I’m going to skip right over items 2 (parabens), 3 (partially hydrogenated oil), 4 (sodium nitrite) and 5 (caramel coloring) in order to get to the one that has me the most stumped. Please, by all means, read about the ways in which you can get cancer from the aforementioned ingredients, but for my purposes, I am far more intrigued by


Item #6: Castoreum – generally labeled “natural flavorings” by food manufacturers. I’m thinking probably because (and I quote), “Castoreum is a substance made from beavers’ castor sacs, or anal scent glands. These glands produce potent secretions that help the animals mark their territory in the wild. In the food industry, however, 1,000 pounds of the unsavory ingredient are used annually to imbue foods–usually vanilla or raspberry flavored–with a distinctive, musky flavor.”  Now, let’s break this down, shall we? 

  1. Whose idea was it to MINE A BEAVER’S ANUS FOR FOOD FLAVORINGS? And why? If we can make synthetic banana syrup in a chemistry lab (I know we can, I did it in Organic Chem 101 my first year in college), WHY, OH WHY would someone CHOOSE to get a “musky” flavoring from the hind end of a beaver?!? (The little devil on my shoulder taps me on the head and says, “Duh – if they did it in a lab, they couldn’t label it “natural” flavoring.) True dat.
  2. What happens to the beavers after their scent glands have been mined? Is it a process like taking your pug to the vet to have his anal glands aspirated? Do they keep these poor creatures in a cage and extract “musk” from them multiple times? Or, instead, do they capture the beavers, surgically remove their glands and then either release or, ahem, retire the critters?  Inquiring minds want to know!
  3. How many beavers does it take to yield 1,000 pounds of secretions? 
  4. Does this mean that even foods that bill themselves as “vegetarian” or “vegan” cannot accurately do so if they contain castoreum? Methinks so…
  5. Most importantly, HOW MANY OF THE FOODS IN MY PANTRY CONTAIN “NATURAL FLAVORINGS?” I will be purging them immediately.
Item #7 is food dyes. I will also skip right over this one since we have heard stories for years about how food dyes (especially red ones) are known carcinogens.  I hope I don’t unwittingly have any of them in my house….

Item #8: Hydrolyzed Vegetable Protein – sounds fairly harmless.  I mean, when I hear that I think hydro-water, lyzed – broken, vegetable protein. No big.  Until I read this (and I quote), “plant protein that has been chemically broken down into amino acids. One of these acids, glutamic acid, can release free glutamate. When this glutamate joins with free sodium in your body, they form monosodium glutamate (MSG)….When MSG is added to products directly, the FDA requires manufacturers to disclose its inclusion on the ingredient statement. But when it occurs as a byproduct of hydrolyzed protein, the FDA allows it to go unrecognized.” WTF? So after all the work I do to ensure that myself and my kids are NOT getting gluten in any form, the FDA has decided that this particular little gem can hide in foods I buy?
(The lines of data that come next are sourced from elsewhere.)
PR #52, opened 2018-01-26
Temporary intervals

cosunae:
Description
=============

Captures the intervals where temporaries are accessed in order to do a proper allocation size of storages in the code generation

Changes: 
* Fix a memory issue with shared_ptr being extracted (OptimizerContext) as raw pointers. When the shared_ptr was out of scope the whole StencilInstantiation was deallocated, while raw pointers still used. 
* Compute the intervals per field being accessed in the Stage::update()
* Unittest the interval computation

### DIFF
--- a/src/dawn/Optimizer/StencilInstantiation.cpp
+++ b/src/dawn/Optimizer/StencilInstantiation.cpp
@@ -506,7 +506,7 @@ public:
                              std::vector<std::shared_ptr<Statement>>& statements,
                              const std::unordered_map<std::string, int>& fieldnameToAccessIDMap)
       : instantiation_(instantiation) {
-
+    DAWN_ASSERT(instantiation);
     // Create the initial scope
     scope_.push(std::make_shared<Scope>(name, statements));
     scope_.top()->LocalFieldnameToAccessIDMap = fieldnameToAccessIDMap;
@@ -544,7 +544,7 @@ public:
   void makeNewStencil() {
     int StencilID = instantiation_->nextUID();
     instantiation_->getStencils().emplace_back(
-        make_unique<Stencil>(instantiation_, instantiation_->getSIRStencil(), StencilID));
+        std::make_shared<Stencil>(*instantiation_, instantiation_->getSIRStencil(), StencilID));
 
     // We create a paceholder stencil-call for CodeGen to know wehere we need to insert calls to
     // this stencil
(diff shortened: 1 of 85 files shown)


cosunae:
launch jenkins

src/dawn/Optimizer/StencilInstantiation.cpp
```diff
@@ -995,10 +995,10 @@ class StencilDescStatementMapper : public ASTVisitor {
 //===------------------------------------------------------------------------------------------===//
 
 StencilInstantiation::StencilInstantiation(OptimizerContext* context,
-                                           const sir::Stencil* SIRStencil, const SIR* SIR)
+                                           const std::shared_ptr<sir::Stencil> SIRStencil,
+                                           const std::shared_ptr<SIR> SIR)
     : context_(context), SIRStencil_(SIRStencil), SIR_(SIR) {
   DAWN_LOG(INFO) << "Intializing StencilInstantiation of `" << SIRStencil->Name << "`";
-  DAWN_ASSERT_MSG(SIRStencil, "Stencil does not exist");
```
twicki: Do we still want to check that the shared-ptr does not point to null
`DAWN_ASSERT_MSG(SIRStencil.get(), "Stencil does not exist");`

test/unit-test/dawn/Optimizer/Passes/TestFieldAccessIntervals.cpp
```diff
@@ -0,0 +1,184 @@
...
+    return optimizer->getStencilInstantiationMap()["compute_extent_test_stencil"]->getStencils();
+  }
+};
+
+TEST_F(TestFieldAccessIntervals, test_field_access_interval_01) {
+  auto stencils = loadTest("test_field_access_interval_01.sir");
+  ASSERT_TRUE((stencils.size() == 1));
+  std::shared_ptr<Stencil> stencil = stencils[0];
+
+  ASSERT_TRUE((stencil->getNumStages() == 2));
```
twicki: why is the extent calculation still here? Don't we do this in TestPAssComputeStageExtents?

test/unit-test/dawn/Optimizer/Passes/TestFieldAccessIntervals.cpp
```diff
@@ -0,0 +1,184 @@
+//===--------------------------------------------------------------------------------*- C++ -*-===//
```
twicki: as a general note, I had to change this kind of setup slightly for boundary condition checks and am now returning a unique-ptr to the ISIR rather then the vector of stencils. Maybe we should be doing that throughout?

src/dawn/Optimizer/StencilInstantiation.cpp
cosunae: done

test/unit-test/dawn/Optimizer/Passes/TestFieldAccessIntervals.cpp
cosunae: yes, but the input data set is different. Just to double check there is nothing weird?

twicki: We can keep it if we assume that the serialized files might be corrupted.  It is an extra layer of safety but I'm not sure if it belongs into a unittest?
PassComputeStageExtents checks that the extent-calculation is correct and ../../SIR/TestSIRSerializer checks that the de-/ serialization works.

test/unit-test/dawn/Optimizer/Passes/TestFieldAccessIntervals.cpp
cosunae: done

cosunae:
launch jenkins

I can’t tell you how many times I have felt rotten, as though I somehow got gluten in my diet, but couldn’t figure out how that was even possible. It happens from time to time and makes me feel as though I’m crazy, suffering symptoms when I can’t locate the source.  

The more lists like this come out, the more I realize that we are slowly poisoning ourselves by looking to chemists and giant food companies to figure out how to feed ourselves.  For centuries, we have known how to grow good, healthy food while keeping the soil healthy enough to sustain us over time.  We are intelligent enough to understand that letting nature take its time to grow its bounty in the way it was meant to yields nutrition-rich whole foods that won’t give us cancer or heartburn or grow salmonella or listeria faster than we can contain them. 

Now, if you’ll excuse me, I have to go mine my pantry for beaver scent sacs.